Let’s take a look at the first of these meanings. As we begin this process, we must keep in mind the Fed’s two monetary policy mandates: inflation and employment. Up until the December 2023 meeting, the Federal Open Market Committee (FOMC) was no doubt laser-focused on the former, not necessarily the latter. According to the voting members, it appears their approach centered on the notion that the labor markets were in solid shape, so let’s just concentrate on stopping the spike in price pressures and ultimately bringing inflation down toward their 2% threshold.
Although, to hear the Fed talk, “there’s still more work to do” with respect to inflation, enough progress had been made so it could turn its attention back toward the jobs portion of the mandate.

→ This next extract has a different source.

PR #122, opened 2026-05-13
fix(routing): drop isPrivateChannel gate from auto-thread (follow-up to cortex#121)

mellanon:
## Symptom

cortex#121 landed the auto-thread on `review <repo>#<N>` wire format. On Andreas's host the gate skipped on every ping — auto-thread never fired. Diagnosed by tailing the bot log during a fresh \`<@EchoID> review cortex#121\` ping: the \`discord-echo-discord: channel=\"cortex\"\` log fires (messageCreate runs) and the dispatch-handler responds, but the auto-thread log line is missing.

In other words, the policy maker had become more sensitive to the possibility that its 525 basis points (bps) worth of rate hikes could create the unintended consequence of softening labor market conditions too much.
As a result, Chairman Powell stated at the December FOMC presser that the Fed is “getting back to the point where both mandates are important.” This point was echoed by Cleveland Fed President Mester (a 2024 FOMC voting member until later this year, when she is expected to step down) last week when she said that “this year is going to be more about looking at the balance now between both parts of our mandates.” Perhaps it’s also interesting to point out that Mester also mentioned that March is “probably too early for a rate cut,” but more on that in another weekly commentary.
Now, for the “balance” sheet part of the equation. While the Fed did not make any changes to its balance sheet reduction plans at last month’s FOMC meeting, altering the pace of quantitative tightening (QT) has come into focus to begin the new year. To be sure, the December FOMC minutes highlighted how the policy maker thought it would be appropriate to begin discussing the technical factors—i.e., reserve balances—that would guide its decision to slow down the pace of QT and that it wanted to get out in front of this decision so it could provide “advance notice to the public” beforehand.
Interestingly, since these minutes were released in the first week of January, both Mester and Dallas Fed President Logan have touched on balance sheet runoff in recent remarks, with both offering somewhat different views on whether QT should be slowed down. It came to a head last week when NY Fed President Williams, one of the Big 3 who speaks officially on behalf of the Fed, apparently felt the need to weigh in on the matter and pushed back on the notion that a QT taper could be coming sooner rather than later, stating “so far, we don’t seem to be close to that point.”
The bottom-line message is that even though the Fed seems to be at a disconnect with the market on the timing and magnitude for rate cuts, and now perhaps QT developments, both of these factors are seemingly on the table as very important monetary policy decisions that will need to be monitored as 2024 progresses.